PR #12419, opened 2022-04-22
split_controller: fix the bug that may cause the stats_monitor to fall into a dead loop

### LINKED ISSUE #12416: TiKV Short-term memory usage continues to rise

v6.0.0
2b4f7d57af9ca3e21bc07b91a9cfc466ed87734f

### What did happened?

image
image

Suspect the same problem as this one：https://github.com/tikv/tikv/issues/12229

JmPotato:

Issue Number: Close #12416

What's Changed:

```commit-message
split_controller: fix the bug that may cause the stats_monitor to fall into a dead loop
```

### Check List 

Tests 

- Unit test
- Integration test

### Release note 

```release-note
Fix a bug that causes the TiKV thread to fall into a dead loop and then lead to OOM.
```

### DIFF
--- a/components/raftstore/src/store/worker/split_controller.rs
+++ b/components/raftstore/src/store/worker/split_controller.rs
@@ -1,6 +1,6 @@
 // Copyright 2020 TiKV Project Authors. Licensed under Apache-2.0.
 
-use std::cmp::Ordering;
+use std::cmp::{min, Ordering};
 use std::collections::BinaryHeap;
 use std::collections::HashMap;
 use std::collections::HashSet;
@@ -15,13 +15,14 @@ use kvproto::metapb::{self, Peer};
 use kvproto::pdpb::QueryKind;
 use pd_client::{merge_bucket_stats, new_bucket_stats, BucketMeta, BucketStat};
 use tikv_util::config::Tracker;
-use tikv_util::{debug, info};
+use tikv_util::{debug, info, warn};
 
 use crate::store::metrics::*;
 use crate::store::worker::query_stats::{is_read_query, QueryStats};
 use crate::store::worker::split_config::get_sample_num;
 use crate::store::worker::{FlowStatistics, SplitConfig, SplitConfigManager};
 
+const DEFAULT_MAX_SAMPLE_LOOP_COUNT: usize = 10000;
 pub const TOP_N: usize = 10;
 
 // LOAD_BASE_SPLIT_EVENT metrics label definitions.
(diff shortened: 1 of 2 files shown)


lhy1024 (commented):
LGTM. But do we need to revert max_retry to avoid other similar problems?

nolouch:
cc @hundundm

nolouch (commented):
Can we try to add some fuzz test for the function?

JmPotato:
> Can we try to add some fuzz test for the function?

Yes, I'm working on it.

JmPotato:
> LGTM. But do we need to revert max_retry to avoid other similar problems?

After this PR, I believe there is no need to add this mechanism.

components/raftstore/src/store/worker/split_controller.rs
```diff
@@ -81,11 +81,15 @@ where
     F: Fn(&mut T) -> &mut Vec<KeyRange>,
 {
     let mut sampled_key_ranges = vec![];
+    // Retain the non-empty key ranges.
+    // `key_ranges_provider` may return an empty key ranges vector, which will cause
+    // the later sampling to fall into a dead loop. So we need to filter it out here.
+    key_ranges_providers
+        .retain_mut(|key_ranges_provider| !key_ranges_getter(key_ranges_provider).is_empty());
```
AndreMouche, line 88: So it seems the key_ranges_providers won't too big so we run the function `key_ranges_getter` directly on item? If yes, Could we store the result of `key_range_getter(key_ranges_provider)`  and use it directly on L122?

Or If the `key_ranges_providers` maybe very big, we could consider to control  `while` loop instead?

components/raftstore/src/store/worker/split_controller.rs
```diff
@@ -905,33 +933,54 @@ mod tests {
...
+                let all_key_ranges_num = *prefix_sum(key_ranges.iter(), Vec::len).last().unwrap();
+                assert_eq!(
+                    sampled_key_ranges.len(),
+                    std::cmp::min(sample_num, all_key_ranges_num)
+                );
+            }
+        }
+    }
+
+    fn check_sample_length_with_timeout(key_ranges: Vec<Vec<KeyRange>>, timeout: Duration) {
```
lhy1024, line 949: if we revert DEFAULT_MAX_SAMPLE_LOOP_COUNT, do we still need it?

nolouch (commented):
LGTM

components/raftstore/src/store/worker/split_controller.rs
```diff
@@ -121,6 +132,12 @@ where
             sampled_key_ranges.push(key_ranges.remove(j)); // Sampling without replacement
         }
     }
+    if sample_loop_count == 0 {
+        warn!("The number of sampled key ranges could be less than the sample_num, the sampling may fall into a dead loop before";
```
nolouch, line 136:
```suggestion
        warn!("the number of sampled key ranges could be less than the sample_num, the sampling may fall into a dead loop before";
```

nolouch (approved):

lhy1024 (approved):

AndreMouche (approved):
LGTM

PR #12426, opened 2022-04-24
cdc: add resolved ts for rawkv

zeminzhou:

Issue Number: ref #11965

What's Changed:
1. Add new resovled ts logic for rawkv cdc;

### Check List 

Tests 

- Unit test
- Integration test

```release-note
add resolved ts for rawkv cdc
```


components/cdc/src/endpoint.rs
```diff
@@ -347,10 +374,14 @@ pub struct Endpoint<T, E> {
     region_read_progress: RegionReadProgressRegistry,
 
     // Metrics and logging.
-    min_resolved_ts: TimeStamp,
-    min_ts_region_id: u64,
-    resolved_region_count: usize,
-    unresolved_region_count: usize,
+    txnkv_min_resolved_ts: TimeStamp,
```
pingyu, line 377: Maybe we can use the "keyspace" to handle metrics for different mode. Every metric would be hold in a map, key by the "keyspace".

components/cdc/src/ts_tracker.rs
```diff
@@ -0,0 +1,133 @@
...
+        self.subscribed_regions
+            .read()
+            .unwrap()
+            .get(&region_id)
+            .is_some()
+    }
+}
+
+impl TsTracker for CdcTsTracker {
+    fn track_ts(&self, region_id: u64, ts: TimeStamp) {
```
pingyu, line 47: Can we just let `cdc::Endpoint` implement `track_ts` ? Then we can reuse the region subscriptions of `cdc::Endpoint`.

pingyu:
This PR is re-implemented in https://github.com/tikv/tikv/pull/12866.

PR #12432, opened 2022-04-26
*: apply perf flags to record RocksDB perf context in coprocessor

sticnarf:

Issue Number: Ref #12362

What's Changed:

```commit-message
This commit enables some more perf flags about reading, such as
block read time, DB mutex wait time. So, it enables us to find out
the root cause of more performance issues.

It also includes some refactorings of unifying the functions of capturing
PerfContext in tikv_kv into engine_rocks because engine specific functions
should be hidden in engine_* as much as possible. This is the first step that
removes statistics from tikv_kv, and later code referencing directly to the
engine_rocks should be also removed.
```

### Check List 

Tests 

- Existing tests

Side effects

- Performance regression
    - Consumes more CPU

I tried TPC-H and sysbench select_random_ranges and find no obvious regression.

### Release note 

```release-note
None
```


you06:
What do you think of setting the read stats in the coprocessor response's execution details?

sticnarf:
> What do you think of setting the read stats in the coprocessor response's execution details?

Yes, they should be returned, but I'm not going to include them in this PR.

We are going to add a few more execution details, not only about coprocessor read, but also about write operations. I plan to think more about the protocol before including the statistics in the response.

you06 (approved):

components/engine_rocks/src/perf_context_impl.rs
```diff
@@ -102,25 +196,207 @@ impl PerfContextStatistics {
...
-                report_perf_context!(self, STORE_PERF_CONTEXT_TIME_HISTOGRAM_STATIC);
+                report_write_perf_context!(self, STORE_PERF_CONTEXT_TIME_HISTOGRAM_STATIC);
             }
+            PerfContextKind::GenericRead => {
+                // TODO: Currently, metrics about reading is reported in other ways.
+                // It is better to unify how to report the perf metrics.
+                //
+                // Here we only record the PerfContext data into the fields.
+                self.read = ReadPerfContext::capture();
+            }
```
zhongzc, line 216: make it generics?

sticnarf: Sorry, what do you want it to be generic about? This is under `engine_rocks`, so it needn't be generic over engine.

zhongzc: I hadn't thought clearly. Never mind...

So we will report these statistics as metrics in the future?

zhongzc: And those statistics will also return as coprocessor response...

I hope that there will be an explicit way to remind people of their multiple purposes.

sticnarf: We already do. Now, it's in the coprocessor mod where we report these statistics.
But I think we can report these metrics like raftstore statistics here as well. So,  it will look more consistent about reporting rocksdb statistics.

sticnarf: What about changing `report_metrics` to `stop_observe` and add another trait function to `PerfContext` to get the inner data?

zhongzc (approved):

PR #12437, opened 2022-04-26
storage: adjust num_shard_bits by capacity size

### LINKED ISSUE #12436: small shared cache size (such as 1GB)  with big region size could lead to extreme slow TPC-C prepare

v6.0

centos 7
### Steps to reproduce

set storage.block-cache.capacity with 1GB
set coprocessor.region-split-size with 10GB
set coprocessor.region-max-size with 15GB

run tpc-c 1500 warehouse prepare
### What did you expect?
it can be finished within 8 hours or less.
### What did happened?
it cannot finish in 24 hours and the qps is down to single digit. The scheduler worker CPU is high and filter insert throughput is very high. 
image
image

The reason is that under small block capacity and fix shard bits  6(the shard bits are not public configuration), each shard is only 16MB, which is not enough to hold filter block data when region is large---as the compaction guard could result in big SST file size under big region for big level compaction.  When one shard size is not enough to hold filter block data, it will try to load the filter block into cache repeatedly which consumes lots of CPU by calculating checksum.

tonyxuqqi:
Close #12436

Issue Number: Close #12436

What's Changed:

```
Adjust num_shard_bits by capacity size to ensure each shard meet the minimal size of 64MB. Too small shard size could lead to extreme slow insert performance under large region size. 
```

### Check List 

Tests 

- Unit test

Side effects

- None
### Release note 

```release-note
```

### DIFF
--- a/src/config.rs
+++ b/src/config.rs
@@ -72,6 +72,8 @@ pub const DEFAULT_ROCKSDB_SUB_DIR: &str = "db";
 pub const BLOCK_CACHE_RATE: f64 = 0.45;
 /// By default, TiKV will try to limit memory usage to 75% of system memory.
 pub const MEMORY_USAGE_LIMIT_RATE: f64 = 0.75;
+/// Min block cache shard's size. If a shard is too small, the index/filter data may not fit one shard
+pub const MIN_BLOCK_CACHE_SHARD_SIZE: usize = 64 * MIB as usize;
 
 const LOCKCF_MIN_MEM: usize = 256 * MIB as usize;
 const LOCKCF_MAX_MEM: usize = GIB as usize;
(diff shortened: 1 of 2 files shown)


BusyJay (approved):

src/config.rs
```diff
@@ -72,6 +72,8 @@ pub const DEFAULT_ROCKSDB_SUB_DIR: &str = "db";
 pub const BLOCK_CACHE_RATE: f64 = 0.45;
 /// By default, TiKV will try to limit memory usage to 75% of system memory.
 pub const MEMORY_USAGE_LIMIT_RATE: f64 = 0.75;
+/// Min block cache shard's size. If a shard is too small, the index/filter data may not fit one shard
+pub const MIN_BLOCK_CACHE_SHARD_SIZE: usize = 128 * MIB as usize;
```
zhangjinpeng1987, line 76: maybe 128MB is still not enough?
○ ○ ○
_Task to carry out_
Only the lines from the start of the listing through the line with "--- a/components/raftstore/src/store/worker/split_controller.rs" should be repeated, each exactly as it stands.

_Response to the exercise_
PR #12419, opened 2022-04-22
split_controller: fix the bug that may cause the stats_monitor to fall into a dead loop

### LINKED ISSUE #12416: TiKV Short-term memory usage continues to rise

v6.0.0
2b4f7d57af9ca3e21bc07b91a9cfc466ed87734f

### What did happened?

image
image

Suspect the same problem as this one：https://github.com/tikv/tikv/issues/12229

JmPotato:

Issue Number: Close #12416

What's Changed:

```commit-message
split_controller: fix the bug that may cause the stats_monitor to fall into a dead loop
```

### Check List 

Tests 

- Unit test
- Integration test

### Release note 

```release-note
Fix a bug that causes the TiKV thread to fall into a dead loop and then lead to OOM.
```

### DIFF
--- a/components/raftstore/src/store/worker/split_controller.rs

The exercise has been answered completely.